PR #1578, opened 2018-05-10
Improve saving the view state in the state file

mathturtle:
This saves the visibility state of the axes grid, the perspective vs.
orthographic projection mode and more camera properties (needed for
orthographic projection mode) in the state file and loads them when the
state is restored.

@cryos These are the easy bits.  Getting to the scale legend's state from the serialization code will require more refactoring.

### DIFF
--- a/tomviz/modules/ModuleManager.cxx
+++ b/tomviz/modules/ModuleManager.cxx
@@ -496,6 +496,30 @@ bool ModuleManager::serialize(QJsonObject& doc, const QDir& stateDir,
           if (helper.GetAsInt()) {
             backgroundColor.append(jsonArrayFromXmlDouble(node));
           }
+        } else if (name == "CameraParallelScale") {
+          vtkSMPropertyHelper helper(view, "CameraParallelScale");
+          camera["parallelScale"] = jsonArrayFromXmlDouble(node)[0];
+        } else if (name == "CameraParallelProjection") {
+          // orthographic or perspective projection
+          vtkSMPropertyHelper helper(view, "CameraParallelProjection");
________________
▸ Directions for this task
Whenever the word "CameraParallelScale" shows up in a line above, copy that line.

▸ Completed task
+        } else if (name == "CameraParallelScale") {
+          vtkSMPropertyHelper helper(view, "CameraParallelScale");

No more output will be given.